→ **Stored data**
◆ ◆ ◆

PR #10556, opened 2019-12-02
Added parameter -win-comp to CMS command line utility

davrux:
Added parameter -win-comp to CMS command line utility, to support
Windows 10 compatible KARI keyEncryptionAlgorithm ASN.1.

Windows 10 expects wrapping algorithm parameter to be NULL. On absent
parameter, Windows 10 is not able to decrypt CMS.

Output OpenSSL CMS without -win-comp. Not decryptable on Windows 10:

keyEncryptionAlgorithm:
          algorithm: dhSinglePass-stdDH-sha1kdf-scheme (1.3.133.16.840.63.0.2)
          parameter: SEQUENCE:
    0:d=0  hl=2 l=  11 cons: SEQUENCE
    2:d=1  hl=2 l=   9 prim:  OBJECT            :id-aes128-wrap

Output OpenSSL CMS with win-comp. Decryptable on Windows 10:

keyEncryptionAlgorithm:
          algorithm: dhSinglePass-stdDH-sha1kdf-scheme (1.3.133.16.840.63.0.2)
          parameter: SEQUENCE:
    0:d=0  hl=2 l=  13 cons: SEQUENCE
    2:d=1  hl=2 l=   9 prim:  OBJECT            :id-aes128-wrap
   13:d=1  hl=2 l=   0 prim:  NULL

CLA: trivial

##### Checklist
- [ x] documentation is added or updated
- [ x] tests are added or updated


slontis:
This does not look trivial to me - it looks like a workaround [also known as a hack :)]
 If we are going to handle this kind of thing I think it may need a bit more thought about if this is the correct place for this. Ideally it would be handled at a lower level - not just in the command line utility..

beldmit:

◆ ◆ ◆

→ **WHAT YOU SHOULD DO**
Copy every line of the records above that holds the word "SEQUENCE".

→ **TASK OUTPUT**
          parameter: SEQUENCE:
    0:d=0  hl=2 l=  11 cons: SEQUENCE
          parameter: SEQUENCE:
    0:d=0  hl=2 l=  13 cons: SEQUENCE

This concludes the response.